The average annual salary in high tech information and other IT was $137,118 in 2020, with data processing/hosting and software publishers being the best compensated industries ($162,399 and $146,771 respectively). Average salary increased 8.2% in 2020. The industry group gained 33.1% over the last five years, compared to 28.0% for all industries.
After computer systems design and related services, the next largest nonmanufacturing tech industry is computer/computer peripherals and software merchant wholesalers (168 firms) which employed 20,743 in Austin in 2020, up 816 jobs or 4.1% from 2019. This industry, together with medical equipment merchant wholesalers, business-to-business electronic markets, and electronic shopping and mail-order houses represents 774 firms and 27,503 jobs in Austin’s high tech wholesale and retail trade industries. The average annual salary is $137,145 in 2020, up 8.2% over 2019.
Austin has 41.4% more high tech trade jobs in 2020 than it had in 2010, while jobs in the sector nationally are up by 37.0%. The driver of job growth nationally has been electronic shopping and mail-order houses. This industry has grown 73.8% over the decade, while computer and software merchant wholesaler jobs have increased only 5.2%. As of 2020, electronic shopping and mail-order accounts for 44.9% of high tech trade jobs nationally. In Austin, electronic shopping and mail-order represents only 16.2% jobs in the grouping, but growth over the decade is 352%.
Austin is highly concentrated in high tech trade. Austin has nearly four times the national concentration of jobs in this group and has more than 12 times the national concentration for jobs in computer and software merchant wholesaling.

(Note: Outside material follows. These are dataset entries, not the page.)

PR #12095, opened 2020-04-16
Allow changing name of party without adding description

### LINKED ISSUE #10828: Cannot change name of party without adding a description

anoopravella:

Fixes #10828

### Changes
Fixes the following issues with editing parties and guilds:
- Users can now click the "Update Party" button in the party edit menu without having to add a description
- Removed asterisk from "Description" label in party edit menu
- Removed asterisk from "Privacy settings" label in both party and guild edit menus

New edit party and edit guild menus:
Screen Shot 2020-04-15 at 11 20 45 PM
Screen Shot 2020-04-15 at 11 21 48 PM

----
UUID: c2079065-97bd-44a5-b45b-4fccf9455ce2

### DIFF
--- a/website/client/src/components/groups/groupFormModal.vue
+++ b/website/client/src/components/groups/groupFormModal.vue
@@ -115,8 +115,8 @@ label.custom-control-label(v-once) {{ $t('allowGuildInvitationsFromNonMembers') 
       </div>
       <div class="form-group">
         <label>
-          <strong v-if="isParty" v-once>{{ $t('groupDescription') }}</strong>
-          <strong v-if="!isParty" v-once>{{ $t('groupDescription') }} *</strong>
+          <strong v-if="isParty">{{ $t('groupDescription') }}</strong>
+          <strong v-else>{{ $t('groupDescription') }} *</strong>
         </label>
         <a
           v-markdown="$t('markdownFormattingHelp')"
@@ -255,8 +255,7 @@ label.custom-control-label(v-once) {{ $t('allowGuildInvitationsFromNonMembers') 
         <button
           v-if="workingGroup.id"
           class="btn btn-primary btn-md"
-          :disabled="(isParty && !workingGroup.name) ||
-            (!isParty && (!workingGroup.name || !workingGroup.description))"
+          :disabled="!workingGroup.name || (!isParty && !workingGroup.description)"
         >
           {{ isParty ? $t('updateParty') : $t('updateGuild') }}
         </button>
--- a/website/client/src/components/groups/groupFormModal.vue
+++ b/website/client/src/components/groups/groupFormModal.vue
@@ -18,7 +18,7 @@
       </div>
       <div class="form-group">
         <label>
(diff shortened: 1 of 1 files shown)


website/client/src/components/groups/groupFormModal.vue
```diff
@@ -115,7 +115,8 @@ label.custom-control-label(v-once) {{ $t('allowGuildInvitationsFromNonMembers')
       </div>
       <div class="form-group">
         <label>
-          <strong v-once>{{ $t('groupDescription') }} *</strong>
+          <strong v-if="isParty" v-once>{{ $t('groupDescription') }}</strong>
+          <strong v-if="!isParty" v-once>{{ $t('groupDescription') }} *</strong>
```
paglias: could we use a `v-else` for the second condition? We should also remove the `v-once`(s) since they prevent rendering based on a condition

website/client/src/components/groups/groupFormModal.vue
```diff
@@ -254,7 +255,8 @@ label.custom-control-label(v-once) {{ $t('allowGuildInvitationsFromNonMembers')
         <button
           v-if="workingGroup.id"
           class="btn btn-primary btn-md"
-          :disabled="!workingGroup.name || !workingGroup.description"
+          :disabled="(isParty && !workingGroup.name) ||
```
paglias: I think this can be simplified to `!workingGroup.name || (!isParty && !workingGroup.description)`

paglias (changes requested):

paglias:
left a couple of comments!

website/client/src/components/groups/groupFormModal.vue
anoopravella: Done!

website/client/src/components/groups/groupFormModal.vue
anoopravella: Done, thanks!

paglias:
@anoopravella  thanks for this! I'm merging the PR and awarding your contributor tier.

High tech energy (oil and gas extraction and electric power generation, transmission and distribution) is the smallest tech grouping in Austin with 119 firms employing 6,165 in 2020. Oil and gas extraction presently only accounts for 1,011 jobs, and growth has been slower than average—negative over the last year and less than half overall growth over the last five years and the last decade. Oil and gas’ average annual salary, $531,981, is by far the highest within tech and also the highest across all industries in Austin in 2020.
Architectural and engineering services (1,326 firms), environmental consulting services (99), other scientific and technical services (301), scientific R&D services (265), medical and diagnostic laboratories (84), electronic and precision equipment repair and maintenance (106), and national security and international affairs (4) round out the remainder of the high tech sector. This grouping employed 30,061 in 2020, up 4.1% from 2019 and up 20.6% since 2015. Architectural and engineering services employs 17,556 of the total while scientific R&D employs 4,424. Austin’s LQ for this grouping we're calling "engineering, R&D, labs/testing and other services" is 1.1. Perhaps not surprising given the concentration of tech manufacturing in Austin, electronic and precision equipment and repair has the highest LQ (2.2) within the grouping.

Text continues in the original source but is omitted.